### EXERCISE DIRECTIONS
Each line of the listing that includes the string "image" is to be identified and copied.

--- DATA FOR THE TASK Enclosed Below ---

PR #3559, opened 2024-10-14
Allows fire extinguishers to be refilled with sinks

zimon9:
## About The Pull Request

This change adds the ability to refill a fire extinguisher with a sink.

## Why It's Good For The Game

I've always found it a little inconsistent how a water dispenser is required in order to refill a fire extinguisher. My hope is that this change will give more options for players to refill their extinguishers.

## Changelog

:cl:
add: Added ability to refill fire extinguishers with sinks
/:cl:

### DIFF
--- a/code/game/objects/items/extinguisher.dm
+++ b/code/game/objects/items/extinguisher.dm
@@ -20,7 +20,7 @@
 	var/chem = /datum/reagent/water
 	var/safety = TRUE
 	var/refilling = FALSE
-	var/tanktype = /obj/structure/reagent_dispensers/watertank
+	var/tanktype = /obj/structure/ //A simple tanktype change won't do it
 	var/sprite_name = "fire_extinguisher"
 	var/power = 5 //Maximum distance launched water will travel
 	var/precision = FALSE //By default, turfs picked from a spray are random, set to 1 to make it always have at least one water effect per row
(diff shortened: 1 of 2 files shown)


Apogee-dev:
It doesn't strike me as inconsistent, how're you getting the requisite water pressure out of a sink?

zimon9:
My idea for that is to include a integrated hand-pump into the fire extinguishers (as part of their description, and not as an actual mechanic). I only felt this way because I always imagined water dispensers as being like, gravity fed, as they don't take power. Sort of like these? 
image

zimon9:
This is just my idea of how dispensers are, though -- I'm liable to be wrong about it.

Apogee-dev:
Yeah, looking at the water dispenser sprites (and the fuel dispenser sprites) they _might_ have a motorized pump+nozzle on them- I've certainly seen other takes on their sprites that lean hard into that angle, and it's one I quite like. From a game mechanics angle I do also like the fact that extinguishers need a water dispenser- every single ship has at least one water dispenser, and you can't just craft them out of thin air like you can do for a sink. Player-constructed sinks as an infinite, on-demand source of water are already a bit of a problem anyway.

zimon9:
> Yeah, looking at the water dispenser sprites (and the fuel dispenser sprites) they _might_ have a motorized pump+nozzle on them- I've certainly seen other takes on their sprites that lean hard into that angle, and it's one I quite like. From a game mechanics angle I do also like the fact that extinguishers need a water dispenser- every single ship has at least one water dispenser, and you can't just craft them out of thin air like you can do for a sink. Player-constructed sinks as an infinite, on-demand source of water are already a bit of a problem anyway.

This is pretty fair! I think having a motorized pump in the dispenser itself is a better way to see them yeah. I agree that this would be kind of balance-breaking, so I'll close this now. Thanks for the input!

PR #3560, opened 2024-10-14
Crate Shelf Tweaks

Erikafox:
## About The Pull Request
Mapped crate shelves now start at a height of 3. You can build them to a max height of 4
Constructed crate shelves start at 1 crate and need to be built up
You can now add shelves to crate shelves (with metal)

## Why It's Good For The Game
it's not, honestly. i think this change is going to be the death of the game. for pr after pr i've made nothing but hastily produced shitcode changes to a game that used to be soulful and thriving, stripping out the identity of what's made it so interesting to people. this is where it comes full circle. im sorry for doing this. but it had to be done.

## Changelog

:cl:
add: You can now add shelves to crate racks
/:cl:


Apogee-dev:
I’m actually not sure what this one accomplishes, ngl (also you didnt mention the maximum shelf count being, if i’m reading this right, 4). it seems like kind of a nothing change to me?

generalthrax:
> it seems like kind of a nothing change to me?

They're on the Elated-Bolide and they look cool.

Orchidthederg:
Feels unnecessary and will make crate organization more of a PITA than it already is. Is there like, a _reason_ it should be reduced?

Erikafox:
> I’m actually not sure what this one accomplishes, ngl (also you didnt mention the maximum shelf count being, if i’m reading this right, 4). it seems like kind of a nothing change to me?

my bad on the max. that's fixed now.

generalthrax:
> Feels unnecessary and will make crate organization more of a PITA than it already is.

Shiptester reading comprehension at an all time low upon being forced to look at files changed (new max isn't at 4 as per 30 seconds ago)

code/game/objects/structures/crateshelf.dm
```diff
@@ -47,12 +50,35 @@
...
 	if (item.tool_behaviour == TOOL_WRENCH && !(flags_1&NODECONSTRUCT_1))
 		item.play_tool_sound(src)
 		if(do_after(user, 3 SECONDS, target = src))
 			deconstruct(TRUE)
 			return TRUE
+	if(istype(item, /obj/item/stack/sheet/metal) && capacity < 4)
+		var/obj/item/stack/sheet/metal/our_sheet = item
+		if(our_sheet.get_amount() >= 2)
+			balloon_alert(user, "adding additional shelf to rack")
+			if(do_after(user, 3 SECONDS, target = src))
```
FalloutFalcon:
```suggestion
			if(do_after(user, 3 SECONDS, src))
```

code/game/objects/structures/crateshelf.dm
```diff
@@ -47,12 +50,35 @@
...
+			stack_layer = ABOVE_MOB_LAYER + (0.02 * i) - 0.01
+		else
+			stack_layer  = BELOW_OBJ_LAYER + (0.02 * i) - 0.01 // Make each shelf piece render above the last, but below the crate that should be on it.
+		stack_offset = DEFAULT_SHELF_VERTICAL_OFFSET * i // Make each shelf piece physically above the last.
+		overlays += image(icon = 'icons/obj/objects.dmi', icon_state = "shelf_stack", layer = stack_layer, pixel_y = stack_offset)
+
 /obj/structure/crate_shelf/attackby(obj/item/item, mob/living/user, params)
 	if (item.tool_behaviour == TOOL_WRENCH && !(flags_1&NODECONSTRUCT_1))
 		item.play_tool_sound(src)
 		if(do_after(user, 3 SECONDS, target = src))
```
FalloutFalcon:
```suggestion
		if(do_after(user, 3 SECONDS, src))
```

FalloutFalcon (dismissed):
This looks good though I would rather the default stay at 3 and var edit smaller ones where needed. Unless you looked through all of the existing maps that use them and really think its a good change.
There is also no validation in add_shelf that its in the legal limit.
Also define or var for max capacity please! Also a small message stating you cant build any higher, and one saying you need more then 1 sheet would be good feedback.
Possibly even how many more layers you can add to it in its examine text if your feeling spicy.

Erikafox:
>amount

I think it's a fine change

Sun-Soaked (approved):
Code looks fine, besides requested changes.

I can get this merged if you return the baseline to 3 and do those do-after changes fallcon requested.

Erikafox:
The do_after changes are done.

I think having the default amount lower is Fine for a few reasons;
Ease of expansion means that it can be circumvented
Layer 3 is where they start to layer weirdly

PR #3566, opened 2024-10-15
Gezena is no longer barefoot

generalthrax:
## About The Pull Request

Someone commented out something to try and see why something was broken and left it. Digi isn't broken either so I'm not sure how this happened.

Also removes partial-insulation from the Gezenan captain's gloves that Apogee happened to forget.

## Why It's Good For The Game

It's too early in the day for the marines to get silly like this.

## Changelog

:cl:
fix: Gezena has shoes again
del: Gezenan captain gloves no longer have partial insulation in parity with other captain gloves.
/:cl:


thgvr:
Unless someone fixed this it causes the boots to not use digi sprites

generalthrax:
I tested it. Digi sprites work. I also have the controversial opinion that everyone in PGF ships should not be barefoot just because of one tiny issue.

thgvr:
huh was it broken? I never noticed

--- End of Enclosed DATA FOR THE TASK ---

### ANSWER SPACE
image
+		overlays += image(icon = 'icons/obj/objects.dmi', icon_state = "shelf_stack", layer = stack_layer, pixel_y = stack_offset)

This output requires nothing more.